• [WHAT IS EXPECTED]:
Give again, word for word, every line below from the one that has "I need confirmation" through the one that has "PR #1247, opened 2021-06-11", both included, and no others.

• [Dataset entries]:
• • •
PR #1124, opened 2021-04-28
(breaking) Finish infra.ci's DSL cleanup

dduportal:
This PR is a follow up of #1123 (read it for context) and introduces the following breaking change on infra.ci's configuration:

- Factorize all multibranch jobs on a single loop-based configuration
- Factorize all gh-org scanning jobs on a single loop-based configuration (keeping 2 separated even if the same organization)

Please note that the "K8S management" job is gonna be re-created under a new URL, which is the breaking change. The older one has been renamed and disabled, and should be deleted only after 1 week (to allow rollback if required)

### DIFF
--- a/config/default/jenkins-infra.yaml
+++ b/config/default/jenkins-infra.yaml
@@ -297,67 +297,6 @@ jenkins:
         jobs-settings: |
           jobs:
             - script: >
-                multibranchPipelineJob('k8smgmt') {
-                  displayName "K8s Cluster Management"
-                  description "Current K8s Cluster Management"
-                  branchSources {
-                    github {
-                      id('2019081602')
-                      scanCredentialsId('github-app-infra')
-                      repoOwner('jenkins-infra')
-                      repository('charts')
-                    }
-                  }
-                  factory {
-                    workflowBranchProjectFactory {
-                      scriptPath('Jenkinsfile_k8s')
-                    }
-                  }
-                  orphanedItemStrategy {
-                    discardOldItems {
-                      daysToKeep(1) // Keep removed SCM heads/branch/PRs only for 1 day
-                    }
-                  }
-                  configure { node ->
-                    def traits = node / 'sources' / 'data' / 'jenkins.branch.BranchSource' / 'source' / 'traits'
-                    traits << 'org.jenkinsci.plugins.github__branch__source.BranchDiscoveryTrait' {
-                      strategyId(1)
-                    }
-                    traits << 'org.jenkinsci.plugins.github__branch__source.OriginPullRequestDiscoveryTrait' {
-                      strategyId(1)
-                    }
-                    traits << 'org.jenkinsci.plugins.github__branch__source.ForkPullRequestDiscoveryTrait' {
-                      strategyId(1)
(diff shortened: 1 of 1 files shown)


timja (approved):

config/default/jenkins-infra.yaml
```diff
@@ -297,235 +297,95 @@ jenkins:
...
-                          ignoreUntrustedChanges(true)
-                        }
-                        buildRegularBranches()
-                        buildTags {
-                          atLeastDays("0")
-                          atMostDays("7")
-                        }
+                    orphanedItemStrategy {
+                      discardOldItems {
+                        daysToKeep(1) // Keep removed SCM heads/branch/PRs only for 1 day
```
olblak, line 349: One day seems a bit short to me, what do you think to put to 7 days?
• • •
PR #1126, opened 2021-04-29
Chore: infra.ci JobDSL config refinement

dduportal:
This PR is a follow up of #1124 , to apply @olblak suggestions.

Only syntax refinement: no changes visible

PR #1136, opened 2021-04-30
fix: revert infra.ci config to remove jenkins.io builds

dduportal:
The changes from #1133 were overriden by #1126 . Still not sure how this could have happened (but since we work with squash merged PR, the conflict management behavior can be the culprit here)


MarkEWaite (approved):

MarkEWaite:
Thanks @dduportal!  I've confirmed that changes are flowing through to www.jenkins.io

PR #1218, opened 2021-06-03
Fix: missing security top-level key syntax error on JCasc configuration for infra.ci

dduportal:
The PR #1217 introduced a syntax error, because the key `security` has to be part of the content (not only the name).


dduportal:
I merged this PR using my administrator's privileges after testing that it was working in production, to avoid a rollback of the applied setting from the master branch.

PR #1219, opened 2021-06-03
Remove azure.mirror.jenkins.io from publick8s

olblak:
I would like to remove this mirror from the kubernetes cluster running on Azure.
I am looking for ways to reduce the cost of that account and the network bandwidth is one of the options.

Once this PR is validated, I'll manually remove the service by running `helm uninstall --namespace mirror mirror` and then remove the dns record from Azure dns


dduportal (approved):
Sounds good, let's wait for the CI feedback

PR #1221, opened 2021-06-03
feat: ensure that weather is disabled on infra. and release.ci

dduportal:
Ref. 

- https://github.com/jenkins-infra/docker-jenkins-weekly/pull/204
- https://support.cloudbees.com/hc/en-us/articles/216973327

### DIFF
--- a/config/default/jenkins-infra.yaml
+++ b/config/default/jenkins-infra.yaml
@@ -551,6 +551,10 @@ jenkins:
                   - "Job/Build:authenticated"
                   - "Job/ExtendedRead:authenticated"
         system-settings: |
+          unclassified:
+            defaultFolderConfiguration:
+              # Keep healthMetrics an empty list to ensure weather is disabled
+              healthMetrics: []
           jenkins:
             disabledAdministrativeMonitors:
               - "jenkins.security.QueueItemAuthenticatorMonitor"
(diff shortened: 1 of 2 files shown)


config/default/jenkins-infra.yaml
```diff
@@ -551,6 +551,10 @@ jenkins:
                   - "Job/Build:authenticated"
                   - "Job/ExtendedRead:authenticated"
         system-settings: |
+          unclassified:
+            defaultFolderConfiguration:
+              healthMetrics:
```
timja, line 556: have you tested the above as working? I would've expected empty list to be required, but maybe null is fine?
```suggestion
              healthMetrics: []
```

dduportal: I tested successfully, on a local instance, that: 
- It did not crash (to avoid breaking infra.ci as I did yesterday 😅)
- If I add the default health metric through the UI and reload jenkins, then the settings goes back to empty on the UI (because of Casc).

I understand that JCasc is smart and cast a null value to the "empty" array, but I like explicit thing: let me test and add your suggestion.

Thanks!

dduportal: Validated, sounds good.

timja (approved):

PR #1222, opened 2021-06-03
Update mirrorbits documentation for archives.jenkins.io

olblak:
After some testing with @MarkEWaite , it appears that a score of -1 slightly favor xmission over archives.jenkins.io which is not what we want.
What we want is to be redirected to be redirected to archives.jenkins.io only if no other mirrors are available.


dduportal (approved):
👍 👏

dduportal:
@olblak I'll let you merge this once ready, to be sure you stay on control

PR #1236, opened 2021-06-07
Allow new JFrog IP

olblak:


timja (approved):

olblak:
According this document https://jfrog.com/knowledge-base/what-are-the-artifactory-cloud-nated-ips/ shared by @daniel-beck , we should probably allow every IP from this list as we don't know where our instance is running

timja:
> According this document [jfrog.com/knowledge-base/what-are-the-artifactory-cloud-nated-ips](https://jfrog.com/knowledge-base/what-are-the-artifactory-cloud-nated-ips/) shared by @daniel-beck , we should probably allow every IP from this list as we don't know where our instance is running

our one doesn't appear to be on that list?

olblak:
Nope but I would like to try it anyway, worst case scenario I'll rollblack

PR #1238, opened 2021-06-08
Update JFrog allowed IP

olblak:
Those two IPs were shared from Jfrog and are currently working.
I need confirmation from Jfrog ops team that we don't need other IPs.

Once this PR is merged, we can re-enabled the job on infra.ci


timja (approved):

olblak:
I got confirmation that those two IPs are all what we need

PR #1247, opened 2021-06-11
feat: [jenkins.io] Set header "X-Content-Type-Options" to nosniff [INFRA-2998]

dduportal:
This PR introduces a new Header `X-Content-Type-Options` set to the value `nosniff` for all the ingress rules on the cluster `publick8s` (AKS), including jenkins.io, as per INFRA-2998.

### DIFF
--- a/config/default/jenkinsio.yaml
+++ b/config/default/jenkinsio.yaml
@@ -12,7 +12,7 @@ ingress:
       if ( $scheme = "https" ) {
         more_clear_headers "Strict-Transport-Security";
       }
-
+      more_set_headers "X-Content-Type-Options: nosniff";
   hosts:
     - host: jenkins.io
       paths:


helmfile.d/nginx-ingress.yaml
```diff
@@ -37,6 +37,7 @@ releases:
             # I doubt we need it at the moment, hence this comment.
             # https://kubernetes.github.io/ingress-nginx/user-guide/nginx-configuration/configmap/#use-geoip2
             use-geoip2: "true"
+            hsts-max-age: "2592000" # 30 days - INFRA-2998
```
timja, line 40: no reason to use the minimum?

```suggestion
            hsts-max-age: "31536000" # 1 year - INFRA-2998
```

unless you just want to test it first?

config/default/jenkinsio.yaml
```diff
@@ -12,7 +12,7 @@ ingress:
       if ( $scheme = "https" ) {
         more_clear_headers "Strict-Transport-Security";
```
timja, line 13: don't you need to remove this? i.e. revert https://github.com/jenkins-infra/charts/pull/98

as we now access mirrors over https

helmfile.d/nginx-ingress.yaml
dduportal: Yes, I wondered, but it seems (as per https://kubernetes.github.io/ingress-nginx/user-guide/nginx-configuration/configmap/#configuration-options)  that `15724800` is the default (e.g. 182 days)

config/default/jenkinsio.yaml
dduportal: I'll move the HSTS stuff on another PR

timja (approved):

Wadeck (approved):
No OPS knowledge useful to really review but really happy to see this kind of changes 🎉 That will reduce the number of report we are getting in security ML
• • •
• [RESPONSE BELOW]:
I need confirmation from Jfrog ops team that we don't need other IPs.

Once this PR is merged, we can re-enabled the job on infra.ci


timja (approved):

olblak:
I got confirmation that those two IPs are all what we need

PR #1247, opened 2021-06-11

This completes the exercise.